18. Dezember 2017 | 23:33 Uhr

Schwerin : Harter Weg zum Welterbe

vom
Aus der Redaktion der Zeitung für die Landeshauptstadt

Nach Kritik von World Heritage Watch an Deutschland muss Schweriner Bewerbung noch besser werden

von
erstellt am 14.Jul.2015 | 06:00 Uhr

Die Kritik der Denkmalschutzorganisation World Heritage Watch an der Nominierungspraxis Deutschlands für die Unesco-Welterbeliste wird in Schwerin gelassen gesehen. World Heritage Watch hatte von Deutschland gefordert, mindestens fünf Jahre lang keine neuen Welterbestätten mehr für die Welterbeliste zu nominieren (SVZ berichtete).

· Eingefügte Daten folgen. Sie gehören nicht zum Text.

PR #150, opened 2019-10-03
Example type dumping from amino

jackzampolin:
This is the result of a conversation with @aaronc and @hschoenburg about amino types in JS

### DIFF
--- a/go.mod
+++ b/go.mod
@@ -19,7 +19,7 @@ require (
 	github.com/spf13/cobra v0.0.5
 	github.com/spf13/viper v1.4.0
 	github.com/stretchr/testify v1.4.0
-	github.com/tendermint/go-amino v0.15.0
+	github.com/tendermint/go-amino v0.15.1-0.20191003185523-ddfc7fca5e86
 	github.com/tendermint/tendermint v0.32.5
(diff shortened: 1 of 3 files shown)


go.mod
```diff
@@ -19,7 +19,7 @@ require (
 	github.com/spf13/cobra v0.0.5
 	github.com/spf13/viper v1.4.0
 	github.com/stretchr/testify v1.4.0
-	github.com/tendermint/go-amino v0.15.0
+	github.com/tendermint/go-amino v0.15.1-0.20191003185523-ddfc7fca5e86
```
hschoenburg, line 22: Just pointing out this is the key to accessing the typeInfo's of amino

alexanderbez: Is this officially released?

alexanderbez (changes requested):

go.mod
hschoenburg: its just a demo jacked whipped up for use internally so we can use it in building out the typescript libs

hschoenburg: https://github.com/cosmos/gaia/pull/150/files

aaronc:
Has there been any follow up on this? Is it being actively worked on somewhere or in the backlog?

PR #174, opened 2019-10-31
IBC demo fixes

cwgoes:
Updating as I test.

______

For Admin Use:
- Reviewers Assigned


cwgoes:
The proof is `nil` for some reason.

cwgoes:
Fixed that; `flagProve` needed to be true.

cwgoes:
Tried `flagProve = true`, that doesn't seem to be the problem.

cwgoes:
We cannot use queriers for any IBC state queries, since we always need proofs.

We also need to prove the thing actually in the store - binary-encoded, not JSON-encoded.

PR #280, opened 2020-02-04
Makefile: remove golangci-lint installation

erikgrinaker:
## Description

`Makefile` has a hardcoded hash for the `golangci-lint` install script, but dynamically fetches the latest version. This breaks whenever a new version is released, since the hardcoded hash no longer matches. Since the user can easily install golangci-lint using their preferred source (e.g. `brew`), let's drop the automatic installation.

______

For contributor use:

- [x] Targeted PR against correct branch (see [CONTRIBUTING.md](https://github.com/cosmos/gaia/blob/master/CONTRIBUTING.md#pr-targeting))
- [x] ~Linked to Github issue with discussion and accepted design OR link to spec that describes this work.~
- [x] ~Code follows the [module structure standards](https://github.com/cosmos/cosmos-sdk/blob/master/docs/building-modules/structure.md).~
- [x] ~Wrote unit and integration [tests](https://github.com/cosmos/gaia/blob/master/CONTRIBUTING.md#testing)~
- [x] ~Updated relevant documentation (`docs/`) or specification (`x/<module>/spec/`)~
- [x] ~Added  relevant `godoc` [comments](https://blog.golang.org/godoc-documenting-go-code).~
- [x] ~Added a relevant changelog entry to the `Unreleased` section in `CHANGELOG.md`~
- [x] Re-reviewed `Files changed` in the Github PR explorer

______

For admin use:

- [ ] Reviewers assigned
- [ ] Squashed all commits, uses message "Merge pull request #XYZ: [title]" ([coding standards](https://github.com/tendermint/coding/blob/master/README.md#merging-a-pr))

Bereits bei dem Symposium der Kultusminister-Konferenz Anfang Juni in Leipzig wurde ein deutsches Moratorium kontrovers diskutiert, mit dem Ziel die deutsche Welterbeliste für ein oder zwei Jahre zu unterbrechen. Dr. Michael Kloos vom Unesco-Chair der TH Aachen, der den Managementplan für die Speicherstadt mit Chilehaus und Kontorhausviertel Hamburg erstellt hat, war am 8. Juli in Schwerin und sagte, dass ein Moratorium in Deutschland schon aus föderalen Gesichtspunkten politisch kaum durchsetzbar sei. Derzeit sind allein drei bayrische potenzielle Welterbestätten auf der Tentativliste. Würde diese für einen längeren Zeitraum geschlossen werden, hätten die anderen Länder nicht die Chance nachzuziehen.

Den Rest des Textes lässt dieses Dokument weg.